ECCA: Efficient Correntropy-Based Clustering Algorithm With Orthogonal Concept Factorization

One of the hottest topics in unsupervised learning is how to efficiently and effectively cluster large amounts of unlabeled data. To address this issue, we propose an orthogonal conceptual factorization (OCF) model to increase clustering effectiveness by restricting the degree of freedom of matrix factorization. In addition, for the OCF model, a fast optimization algorithm containing only a few low-dimensional matrix operations is given to improve clustering efficiency, as opposed to the traditional CF optimization algorithm, which involves dense matrix multiplications.
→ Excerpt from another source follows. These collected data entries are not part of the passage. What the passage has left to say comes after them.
PR #1018, opened 2020-04-02
On name change, inform Matrix users, if their preferred IRC name is taken

Half-Shot:
When a Matrix user "peter" writes `!nick max` to the IRC Bridge, but the name max is already in use, we used to rename them to `peter1` (or another number at the end.

This PR checks if the new name is available and aborts the change if the name is taken.

Screenshot_2020-04-03 Riot appservice-irc localhost

### DIFF
--- a/spec/integ/admin-rooms.spec.js
+++ b/spec/integ/admin-rooms.spec.js
@@ -258,6 +258,15 @@ describe("Admin rooms", function() {
             sentNickCommand = true;
         });
 
+        env.ircMock._whenClient(roomMapping.server, userIdNick, "whois", (client, whoisNick) => {
+            expect(whoisNick).toEqual(newNick);
+            client.emit("error", {
+                commandType: "error",
+                command: "err_nosuchnick",
+                args: [undefined, newNick]
+            });
+        });
+
         // make sure that when a message is sent it uses the new nick
         let sentSay = false;
         env.ircMock._whenClient(roomMapping.server, newNick, "say",
@@ -331,6 +340,15 @@ describe("Admin rooms", function() {
             expect(arg).toEqual(newNick);
             client._changeNick(userIdNick, newNick);
             sentNickCommand = true;
+        });
+
+        env.ircMock._whenClient(roomMapping.server, userIdNick, "whois", (client, whoisNick) => {
+            expect(whoisNick).toEqual(newNick);
+            client.emit("error", {
+                commandType: "error",
+                command: "err_nosuchnick",
+                args: [undefined, newNick]
+            });
         });
 
         // make sure that when a message is sent it uses the new nick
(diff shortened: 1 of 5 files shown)


jaller94:
Still need to adapt and add tests...

src/bridge/IrcBridge.ts
```diff
@@ -926,10 +926,21 @@ export class IrcBridge {
...
     }
 
+    /**
+     * Determines if a nick name already exists.
+     */
     public async checkNickExists(server: IrcServer, nick: string) {
         log.info("Querying for nick %s on %s", nick, server.domain);
         const client = await this.getBotClient(server);
-        return await client.whois(nick);
+        try {
```
Half-Shot, line 935: Hmm, any reason why this is on the `IrcBridge` monolith and not on `BridgedClient` which the user is using to change their nick?

jaller94: The function wasn't used anywhere.
I'll happily move it to `BridgedClient`.

jaller94:
Note for Monday: Task seems correctly done, but the `!nick` tests seem to be failing for some reason.

spec/integ/admin-rooms.spec.js
```diff
@@ -593,6 +647,53 @@ describe("Admin rooms", function() {
         expect(sentAckNotice).toBe(true, "sent ACK m.notice");
     }));
 
+    it("should not try to change to a nickname that is already in use", async () => {
+        const newNick = "Blurple";
+
+        // make sure that the NICK command not is sent
+        let sentNickCommand = false;
+        env.ircMock._whenClient(roomMapping.server, userIdNick, "send",
+        function() {
```
jaller94, line 656: Maybe check if the second parameter `command` equals `NICK`?
What other commands are send via `send`?

spec/integ/admin-rooms.spec.js
```diff
@@ -593,6 +647,53 @@ describe("Admin rooms", function() {
...
+            sentNickCommand = false;
```
jaller94, line 657:
```suggestion
            sentNickCommand = true;
```

src/irc/BridgedClient.ts
```diff
@@ -302,51 +308,78 @@ export class BridgedClient extends EventEmitter {
...
+            );
         }
+
+        return await this.sendNickCommand(validNick);
+    }
+
+    private sendNickCommand(nick: string): Promise<string> {
         if (!this.unsafeClient) {
-            return Promise.reject(new Error("You are not connected to the network."));
+            throw new Error("You are not connected to the network.");
```
jaller94, line 358: In all other cases this function is returning a Promise and not throwing. If this was from m, I wanted to make this an async function, which is tricky with the callbacks below.
```suggestion
            return Promise.reject(new Error("You are not connected to the network."));
```

Half-Shot: Well, if we should probably make the func be async if it returns a promise anyway. Let me do that.

spec/integ/admin-rooms.spec.js
Half-Shot: We shouldn't be sending a nickname request if we know the nick is in use, as per the test title?

spec/integ/admin-rooms.spec.js
Half-Shot: Good catch. I believe only nick

spec/integ/admin-rooms.spec.js
Half-Shot: oh...oh....ah

PR #1020, opened 2020-04-03
Test !nick when the user already has the nick

jaller94:
In preparation of #1018 I want the CI to ring an alarm, if changing the nick to your current nick causes a different notice to appear in Matrix.

### DIFF
--- a/spec/integ/admin-rooms.spec.js
+++ b/spec/integ/admin-rooms.spec.js
@@ -277,6 +277,7 @@ describe("Admin rooms", function() {
         sdk.sendEvent.and.callFake(function(roomId, type, content) {
             expect(roomId).toEqual(adminRoomId);
             expect(content.msgtype).toEqual("m.notice");
+            expect(content.body).toEqual(`Nick changed from '${userIdNick}' to '${newNick}'.`);
             sentAckNotice = true;
             return Promise.resolve();
         });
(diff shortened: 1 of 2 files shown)


spec/integ/admin-rooms.spec.js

To further improve the clustering efficiency while suppressing the influence of the noises and outliers distributed in real-world data, an efficient correntropy-based clustering algorithm (ECCA) is proposed in this article. Compared with OCF, an anchor graph is constructed and then OCF is performed on the anchor graph instead of directly performing OCF on the original data, which can not only further improve the clustering efficiency but also inherit the advantages of the high performance of spectral clustering. In particular, the introduction of the anchor graph makes ECCA less sensitive to changes in data dimensions and still maintains high efficiency at higher data dimensions. Meanwhile, for various complex noises and outliers in real-world data, correntropy is introduced into ECCA to measure the similarity between the matrix before and after decomposition, which can greatly improve the clustering effectiveness and robustness. Subsequently, a novel and efficient half-quadratic optimization algorithm was proposed to quickly optimize the ECCA model. Finally, extensive experiments on different real-world datasets and noisy datasets show that ECCA can archive promising effectiveness and robustness while achieving tens to thousands of times the efficiency compared with other state-of-the-art baselines.